Define a MOSTFET and derive relationship between them.

Q.) Define a MOSTFET and derive relationship between them.

 Subject: electronic devices and circuit

Definition of MOSFET:

A MOSFET (Metal-Oxide-Semiconductor Field-Effect Transistor) is a type of field-effect transistor (FET) in which the conductivity of a semiconductor channel is modulated by an electric field applied perpendicular to the channel. MOSFETs are the most widely used transistors in modern electronics, and they are the basic building blocks of integrated circuits (ICs).

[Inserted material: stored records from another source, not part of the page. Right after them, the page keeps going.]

PR #1022, opened 2026-09-19
fix(geo): emit ISO alpha-3 for device.geo.country

### LINKED ISSUE #872: device.geo.country is being sent in iso alpha-2 format

nsp37:
## Summary
`device.geo.country` is populated from the OS sources — telephony (`getSimCountryIso()` / `getNetworkCountryIso()`) and the Geocoder (`Address.getCountryCode()`) — in ISO-3166-1 **alpha-2** (e.g. `US`), while OpenRTB `device.geo.country` requires **alpha-3** (e.g. `USA`). Only the `Locale.getISO3Country()` fallback was already alpha-3.

Per the discussion in #872, the alpha-3 conversion is made **opt-in** so existing behavior isn't silently changed:

- New `GeoCountryFormat` enum (`ALPHA2` / `ALPHA3`).
- `PrebidMobile.setGeoCountryFormat(...)` / `getGeoCountryFormat()` — **default `ALPHA2`** (today's behavior).
- `GeoLocationParameterBuilder` normalizes `device.geo.country` to alpha-3 (via `Locale.getISO3Country()`, full ISO coverage) **only when `ALPHA3` is selected**.
- Default is planned to flip to `ALPHA3` in **4.0** (noted in the Javadoc).

## Test plan
- `GeoLocationParameterBuilderTest.testToAlpha3_convertsAlpha2AndPassesThroughAlpha3` covers the conversion helper.
- [ ] Follow-up from review: add a test exercising the flag (ALPHA2 vs ALPHA3 output), and address the inline edge-case notes (null/unmappable → omit, ISO-3 validation, locale-safe upper-casing).

Closes #872


mdanylov-sigma:
Hey @nsp37! Could you check comments in the issue #872 and align your implementation with new requirements ?

PrebidMobile/PrebidMobile-core/src/main/java/org/prebid/mobile/rendering/networking/parameters/GeoLocationParameterBuilder.java
```diff
@@ -84,12 +85,48 @@ private void setLocation(AdRequestInput adRequestInput, LocationInfoManager loca
...
                 }
 
+                // OpenRTB device.geo.country is ISO-3166-1 alpha-3, but the
+                // telephony (getSimCountryIso / getNetworkCountryIso) and Geocoder
+                // (Address.getCountryCode) sources return alpha-2 (e.g. "US"); only
+                // the Locale.getISO3Country() fallback was already alpha-3.
+                // Opt-in via PrebidMobile.setGeoCountryFormat(ALPHA3) so we don't
+                // silently change existing behavior; defaults to alpha-2 (planned
+                // to default to alpha-3 in 4.0). Idempotent for values already alpha-3.
+                if (PrebidMobile.getGeoCountryFormat() == GeoCountryFormat.ALPHA3) {
```
mdanylov-sigma, line 95: In the default `ALPHA2` mode this block doesn't run, so whatever the fallbacks produced is sent as-is, and the locale fallback (L78-L79) already returns alpha-3. For example, a Wi-Fi-only tablet with no SIM and an en-US locale sends `"country":"USA"` while the flag says alpha-2.

#872 asked for a flag *telling which format will be used*, so I think `ALPHA2` should normalize to alpha-2 as well (e.g. a `toAlpha2()` counterpart in an `else` branch). If the intent is to keep today's mixed output, `ALPHA2` should be renamed or documented as the legacy, non-normalized behavior instead.

@YuriyVelichkoPI, which one did you have in mind? Normalizing would change what the locale path sends today (`USA` → `US`).

PrebidMobile/PrebidMobile-core/src/main/java/org/prebid/mobile/rendering/networking/parameters/GeoLocationParameterBuilder.java
```diff
@@ -84,12 +85,48 @@ private void setLocation(AdRequestInput adRequestInput, LocationInfoManager loca
...
+        String c = country.trim().toUpperCase(Locale.ROOT);
+        if (c.length() == 3) {
+            return c; // already alpha-3
+        }
+        if (c.length() != 2) {
+            return "";
+        }
+        try {
+            String iso3 = new Locale("", c).getISO3Country();
+            return iso3 != null ? iso3 : "";
```
mdanylov-sigma: Returning `""` doesn't omit the field: `Geo.getJsonObject()` uses `putOpt`, which only skips `null`, so the request carries `"country":""`.

In `ALPHA3` mode that's a small regression:
- a `null` from `Address.getCountryCode()` used to omit the field and now sends `""`;
- a code the tables can't map, such as Kosovo (`XK`), used to be sent as `"XK"` and now goes out as `""`.

Could `toAlpha3` return `null` for anything it can't convert (with the test switched to `assertNull`)?

PrebidMobile/PrebidMobile-core/src/main/java/org/prebid/mobile/rendering/networking/parameters/GeoLocationParameterBuilder.java
```diff
@@ -84,12 +85,48 @@ private void setLocation(AdRequestInput adRequestInput, LocationInfoManager loca
...
+     * "GB" -> "GBR") via the JDK's own ISO tables — full coverage. Returns a value
+     * already alpha-3 unchanged, and "" for empty / unknown / unconvertible input
+     * (so the caller emits no country rather than a malformed one).
+     */
+    static String toAlpha3(String country) {
+        if (country == null) {
+            return "";
+        }
+        String c = country.trim().toUpperCase(Locale.ROOT);
+        if (c.length() == 3) {
```
mdanylov-sigma, line 136: This accepts any 3-character string as alpha-3. On Android, `Locale.getISO3Country()` returns a 3-character region unchanged. So on a device with an `es-419` (Latin American Spanish) locale and no SIM country, the locale fallback should produce `"419"`, a UN M.49 code, and `ALPHA3` mode passes it straight through.

I haven't reproduced this on a device, and the Robolectric test can't catch it because the JVM's `Locale` throws for `419` instead of returning it.

Suggestion: validate against the real ISO-3 set, e.g. a static `Set<String>` built from `Locale.getISOCountries()` mapped through `new Locale("", cc).getISO3Country()`.

PrebidMobile/PrebidMobile-core/src/main/java/org/prebid/mobile/rendering/networking/parameters/GeoLocationParameterBuilder.java
```diff
@@ -84,12 +85,48 @@ private void setLocation(AdRequestInput adRequestInput, LocationInfoManager loca
...
+     * Convert an ISO-3166-1 alpha-2 country code to alpha-3 (e.g. "US" -> "USA",
+     * "GB" -> "GBR") via the JDK's own ISO tables — full coverage. Returns a value
+     * already alpha-3 unchanged, and "" for empty / unknown / unconvertible input
+     * (so the caller emits no country rather than a malformed one).
+     */
+    static String toAlpha3(String country) {
+        if (country == null) {
+            return "";
+        }
+        String c = country.trim().toUpperCase(Locale.ROOT);
```
mdanylov-sigma, line 135: `Locale.ROOT` is right here, but the value can already be broken by the time it arrives: `getTelephonyCountry()` (L134-L135) calls `toUpperCase()` without a locale.

On a device whose default locale is Turkish (or Azerbaijani), `"it"` becomes `"İT"` (dotted İ). `ALPHA2` then sends `"İT"` and `ALPHA3` sends `""`. The same happens for IN, ID, IE, IL, IR, IQ, IS, FI and others.

Could you switch those two calls to `toUpperCase(Locale.ROOT)` while you're in this file?

PrebidMobile/PrebidMobile-core/src/test/java/org/prebid/mobile/rendering/networking/parameters/GeoLocationParameterBuilderTest.java
```diff
@@ -134,4 +134,20 @@ public void testLocationPrecisionNoLimit() throws Exception {
         assertEquals(LATITUDE.floatValue(), adRequestInput.getBidRequest().getDevice().getGeo().lat, 0.0f);
         assertEquals(LONGITUDE.floatValue(), adRequestInput.getBidRequest().getDevice().getGeo().lon, 0.0f);
     }
+
+    @Test
+    public void testToAlpha3_convertsAlpha2AndPassesThroughAlpha3() {
```
mdanylov-sigma, line 141: This covers the helper, but nothing tests the flag itself: removing or inverting the `if` on L95 of the builder keeps the whole suite green.

The existing tests in this class never reach the country code either. They don't set `PrebidContextHolder` or a SIM country, so `country` stays `null` in all of them (the expected JSON has no `country`). Could you add:
- a builder test that sets `PrebidContextHolder.setContext(...)` and `shadowOf(telephonyManager).setSimCountryIso("us")`, then asserts `"US"` by default and `"USA"` with `ALPHA3`;
- an `@After` that resets `PrebidMobile.setGeoCountryFormat(GeoCountryFormat.ALPHA2)`, since the static state otherwise leaks into other tests;
- a default/`null` case for the new setter in `PrebidMobileTest`.

PrebidMobile/PrebidMobile-core/src/main/java/org/prebid/mobile/GeoCountryFormat.java
```diff
@@ -0,0 +1,38 @@
...
+ *    limitations under the License.
+ */
+
+package org.prebid.mobile;
+
+/**
+ * Format used for the auto-detected {@code device.geo.country} in the bid
+ * request. See {@link PrebidMobile#setGeoCountryFormat(GeoCountryFormat)}.
+ */
+public enum GeoCountryFormat {
```
mdanylov-sigma, line 23: A timing question before this becomes public API. In #872 Yuriy also asked whether the SDK should have a toggle to not send country at all, and that's still unanswered.

If the answer is yes, it would land either as a third value here (e.g. `NONE`) or as a separate flag next to `setGeoCountryFormat`. Reshaping or renaming a public enum after release is a breaking change.

@YuriyVelichkoPI @justadreamer, is it worth settling this before merge?

PrebidMobile/PrebidMobile-core/src/main/java/org/prebid/mobile/rendering/networking/parameters/GeoLocationParameterBuilder.java
```diff
@@ -84,12 +85,48 @@ private void setLocation(AdRequestInput adRequestInput, LocationInfoManager loca
                     geo.country = list.get(0).getCountryCode();
```
mdanylov-sigma, line 85: Not blocking, and this is existing code: `Geocoder.getFromLocation` (L83-L84) is a synchronous network call. This builder runs from `Requester.makeAdRequest()` → `URLBuilder.buildUrl()` on the caller's thread, which is usually the main thread via `fetchDemand`.

It's rarely reached today because the locale fallback almost always fills the value first. I'm only flagging it in case reverse geocoding moves earlier (the source the #872 reporter preferred). It would then need the async `GeocodeListener` API (API 33+) or to run off the main thread.

PrebidMobile/PrebidMobile-core/src/main/java/org/prebid/mobile/PrebidMobile.java
```diff
@@ -247,6 +249,26 @@ public static boolean isShareGeoLocation() {
...
+    /**
+     * Format for the auto-detected {@code device.geo.country} sent in the bid
+     * request. The OS telephony/geocoder sources return ISO-3166-1 alpha-2
+     * ("US") while the OpenRTB spec requires alpha-3 ("USA").
+     *
+     * Defaults to {@link GeoCountryFormat#ALPHA2} to preserve existing behavior;
+     * set {@link GeoCountryFormat#ALPHA3} to send the spec-compliant format. The
+     * default is planned to change to {@code ALPHA3} in Prebid SDK 4.0.
+     */
+    public static void setGeoCountryFormat(GeoCountryFormat format) {
```
mdanylov-sigma: nit: could you add `@Nullable` to the parameter and `@NonNull` to the getter, like the neighbouring API (`setCustomHeaders(@Nullable ...)`)? Also worth a line in the Javadoc that `null` resets the value to `ALPHA2`.

mdanylov-sigma (commented):
Thanks for adding the config flag so quickly, @nsp37! I checked the update against the requirements @YuriyVelichkoPI set in #872 ([comment](https://github.com/prebid/prebid-mobile-android/issues/872#issuecomment-5752350044)). The overall shape matches: the conversion is opt-in, the default is alpha-2, and the Javadoc mentions the 4.0 flip. The inline comments cover a few gaps. The main ones:

- In the default `ALPHA2` mode the SDK can still send alpha-3 (from the locale fallback), so the flag doesn't control the format yet.
- In `ALPHA3` mode a few inputs still produce values that aren't alpha-3 (`""`, `"419"`, codes from Turkish-locale devices).
- The tests don't exercise the flag itself.

Two things outside the diff:

1. **PR description:** it still describes an unconditional alpha-3 conversion. Could you update it to cover the `GeoCountryFormat` opt-in, the alpha-2 default and the 4.0 plan, and add `Closes #872`?
2. **How reliable the country signal is** (existing code, so not blocking this PR, but it bears on Yuriy's question in #872 about whether carrier data is accurate):
   - `getTelephonyCountry()` prefers `getSimCountryIso()` over `getNetworkCountryIso()` ([L137-L141](https://github.com/prebid/prebid-mobile-android/blob/d39cc0d4f7e384a1b1713763cb2c399999bc4f17/PrebidMobile/PrebidMobile-core/src/main/java/org/prebid/mobile/rendering/networking/parameters/GeoLocationParameterBuilder.java#L137-L141)). For a roaming user that gives the SIM's home country, not the country the device is in, so it can contradict `lat`/`lon`. Checking the network country first would fix that.
   - The locale fallback ([L77-L80](https://github.com/prebid/prebid-mobile-android/blob/d39cc0d4f7e384a1b1713763cb2c399999bc4f17/PrebidMobile/PrebidMobile-core/src/main/java/org/prebid/mobile/rendering/networking/parameters/GeoLocationParameterBuilder.java#L77-L80)) reports the region of the UI language, not the device's location. For example, an en-US tablet in Germany sends `USA`.

   Probably a follow-up rather than part of this PR, but worth agreeing on.

nsp37:
I'll get the hang of these eventually — thanks for the guidance so far!

On the reliability question: we don't have access to this on iOS, but I lean toward trusting the carrier/network data here. Now that alpha-3 is in place, being able to derive the country for publishers is a meaningful feature and a nice end-engineer simplification — as long as it isn't violating Prebid's desired rules. In our own implementation/fork we also check a set of remote CDN headers to try to fill this; I left that out of these PRs.

Happy to align on the open items (e.g. whether `ALPHA2` should normalize to alpha-2 vs. remain legacy passthrough, and the network-country-first / validation cleanups) once you and @YuriyVelichkoPI settle on the intended semantics.

PrebidMobile/PrebidMobile-core/src/main/java/org/prebid/mobile/rendering/networking/parameters/GeoLocationParameterBuilder.java
nsp37: Fixed in b0dfc0b — `toAlpha3` now returns `null` (not `""`) for empty/unknown/unconvertible input, so `putOpt` omits the field. Covers a null `Address.getCountryCode()` and unmappable codes like Kosovo `XK`.

PrebidMobile/PrebidMobile-core/src/main/java/org/prebid/mobile/rendering/networking/parameters/GeoLocationParameterBuilder.java
nsp37: Fixed in b0dfc0b — 3-char inputs are now validated against the real ISO-3 set (built once from `Locale.getISOCountries()` mapped via `getISO3Country()`), so a UN M.49 code like `419` is rejected (→ `null`/omitted) instead of passed through as "alpha-3".

PrebidMobile/PrebidMobile-core/src/main/java/org/prebid/mobile/rendering/networking/parameters/GeoLocationParameterBuilder.java
nsp37: Fixed in b0dfc0b — `getTelephonyCountry()` now upper-cases with `Locale.ROOT`, so Turkish/Azerbaijani-locale devices no longer corrupt `IT/IN/ID/IE/IL/...`.

PrebidMobile/PrebidMobile-core/src/test/java/org/prebid/mobile/rendering/networking/parameters/GeoLocationParameterBuilderTest.java
nsp37: Added a flag set/get test (incl. `null` → default `ALPHA2`) in b0dfc0b. A test that the *builder* honors the flag needs telephony/geocoder mocking to force a country source — happy to add it, likely alongside the `ALPHA2`-normalize decision above since that changes what the ALPHA2 branch should assert.

PrebidMobile/PrebidMobile-core/src/main/java/org/prebid/mobile/PrebidMobile.java
nsp37: Done in 429aebe — `@Nullable` on the setter param and `@NonNull` on the getter, matching the neighbouring config API.

PrebidMobile/PrebidMobile-core/src/test/java/org/prebid/mobile/rendering/networking/parameters/GeoLocationParameterBuilderTest.java
nsp37: Added builder-level tests in 68b126d that set `PrebidContextHolder` and a shadowed SIM/network country of `us`: the default format sends `"US"` and `ALPHA3` sends `"USA"`, so inverting or removing the gate now fails. The empty-country case (e.g. an unmappable locale throwing in `getISO3Country()`) now omits the field instead of sending `"country":""`.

Relationship between MOSTFET Parameters:

The relationship between the various parameters of a MOSFET can be derived from the following equations:

1. Drain-Source Current (ID):

The drain-source current (ID) in a MOSFET is given by the following equation:

ID = μC_ox(W/L)(V_GS - V_T)^2(1 + λV_DS)

where:

  • μ is the carrier mobility
  • C_ox is the gate oxide capacitance per unit area
  • W is the channel width
  • L is the channel length
  • V_GS is the gate-source voltage
  • V_T is the threshold voltage
  • λ is the channel-length modulation parameter
  • V_DS is the drain-source voltage

2. Transconductance (gm):

The transconductance (gm) of a MOSFET is defined as the ratio of the change in drain-source current to the change in gate-source voltage. It is given by the following equation:

gm = ∂ID/∂V_GS = 2μC_ox(W/L)(V_GS - V_T)

3. Output Resistance (ro):

The output resistance (ro) of a MOSFET is defined as the ratio of the change in drain-source voltage to the change in drain-source current. It is given by the following equation:

ro = ∂V_DS/∂ID = 1/(λID)

4. Cut-Off Frequency (fT):

The cut-off frequency (fT) of a MOSFET is the frequency at which the small-signal current gain of the transistor falls to unity. It is given by the following equation:

fT = gm/2πC_gs

where C_gs is the gate-source capacitance.

5. Noise Figure (NF):

The noise figure (NF) of a MOSFET is a measure of the amount of noise generated by the transistor. It is given by the following equation:

NF = 1 + (gm/g_d)

where g_d is the drain conductance.

Conclusion:

The relationships between the various parameters of a MOSFET provide a comprehensive understanding of the device's operation and characteristics. These relationships are essential for the design and analysis of MOSFET-based circuits.